Transverse Wave 1


The following animation is helpful in understanding the physics of a transverse wave. See notes below.

Although it may not be immediately clear, the above animation will relate to transverse wave motion.

The above animation shows a particle, or object, in vertical simple harmonic motion. It is moving up and down.

For our discussion in this section we will consider a wave train moving horizontally from left to right. Therefore, this above motion, being up and down, is perpendicular to the motion of the wave we will be considering. That is, vertical up and down motion is perpendicular to horizontal left to right motion.

Consider this yellow block above to be, say, a tiny section of rope.

Imagine that you are vertically shaking one end of that rope in order to send a train of waves down it.
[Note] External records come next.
PR #342, opened 2016-06-22
notify_user: suppress restart message if module

tobes:
This seemed to be the simplest way to do this without adding an extra param.  I've renamed the param to show it's new usage better.

### DIFF
--- a/py3status/core.py
+++ b/py3status/core.py
@@ -326,7 +326,7 @@ class Py3statusWrapper():
             # load and spawn i3status.conf configured modules threads
             self.load_modules(self.py3_modules, user_modules)
 
-    def notify_user(self, msg, level='error', rate_limit=None, key=''):
+    def notify_user(self, msg, level='error', rate_limit=None, module_name=''):
         """
         Display notification to user via i3-nagbar or send-notify
         We also make sure to log anything to keep trace of it.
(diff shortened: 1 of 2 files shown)


ultrabug:
Great, thanks ! :fireworks:

py3status/core.py
```diff
@@ -326,7 +326,7 @@ def setup(self):
             # load and spawn i3status.conf configured modules threads
             self.load_modules(self.py3_modules, user_modules)
 
-    def notify_user(self, msg, level='error', rate_limit=None, key=''):
+    def notify_user(self, msg, level='error', rate_limit=None, module_name=''):
```
ultrabug: Good point. For the format line 359 maybe @tobes ?

tobes: The reason I did this was just because it's a string in my mind.  If we had a module called None (unlikely) then it would clash.

But I'd keep it as switching to None would cause the line length to go over 79 chars.

It's not important really so if people want to change that's fine,  I have no strong view on it.

pydsigner: It wouldn't actually end up clashing because `None` doesn't compare equal to the string `'None'`. I'd be in favor of changing just because `None` is more Pythonistic.

py3status/core.py
```diff
@@ -356,7 +356,7 @@ def notify_user(self, msg, level='error', rate_limit=None, key=''):
                 pass
         # We use a hash to see if the message is being repeated.  This is crude
```
pydsigner: Any issues with this hasher can actually be avoided by taking the hash of a tuple of these three items rather than making them into a string.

Imagine the wave train traveling from left to right.

The rope as a whole, though, is not moving from the left to the right. The rope is moving up and down as the waves go down it.

 

Every small section of rope, symbolized by the yellow box above, moves up and down as the wave moves left to right.

Therefore, the motion of the medium, the rope, is perpendicular to the motion of the wave. The rope moves up and down while the wave moves left to right.

This is the central concept to the definition of a transverse wave.

A transverse wave is a wave with the motion of the medium being perpendicular to the motion of the wave. More carefully, we would say that the direction of the velocity of the medium is perpendicular to the direction of the velocity of the wave.